[Stored data]

= Beginning of Section =

PR #770, opened 2016-01-28
Continue to produce output at higher verbosities

tristanpemble:
When using the `-vv` and `-vvv` flags, there was no output from the command.


robmorgan:
thx I was able to replicate it!

PR #772, opened 2016-02-01
Fix example usages of save()

sbol-coolblue:
To revert a migration on the go
You will need to let Phinx know
The way you want your table to behave
So please, avoid using the method "save()"


robmorgan:
@sbol-coolblue nice poem, however inside `up()` and `down()` methods you can use `save()` if you desire.

sbol-coolblue:
Thanks for the feedback :) Makes sense, closing the PR.

PR #778, opened 2016-02-10
add bit type support for MysqlAdapter

kajisha:
Add `bit` type support for MysqlAdapter.


mvrhov:
IMO it would be fine to also extend to [PostgreSQL bit type](http://www.postgresql.org/docs/9.4/static/datatype-bit.html)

= End of Section =

PROBLEM DESCRIPTION → The answer should be an exact copy of the data.

SOLUTION TO THIS PROBLEM →
PR #770, opened 2016-01-28
Continue to produce output at higher verbosities

tristanpemble:
When using the `-vv` and `-vvv` flags, there was no output from the command.


robmorgan:
thx I was able to replicate it!

PR #772, opened 2016-02-01
Fix example usages of save()

sbol-coolblue:
To revert a migration on the go
You will need to let Phinx know
The way you want your table to behave
So please, avoid using the method "save()"


robmorgan:
@sbol-coolblue nice poem, however inside `up()` and `down()` methods you can use `save()` if you desire.

sbol-coolblue:
Thanks for the feedback :) Makes sense, closing the PR.

PR #778, opened 2016-02-10
add bit type support for MysqlAdapter

kajisha:
Add `bit` type support for MysqlAdapter.


mvrhov:
IMO it would be fine to also extend to [PostgreSQL bit type](http://www.postgresql.org/docs/9.4/static/datatype-bit.html)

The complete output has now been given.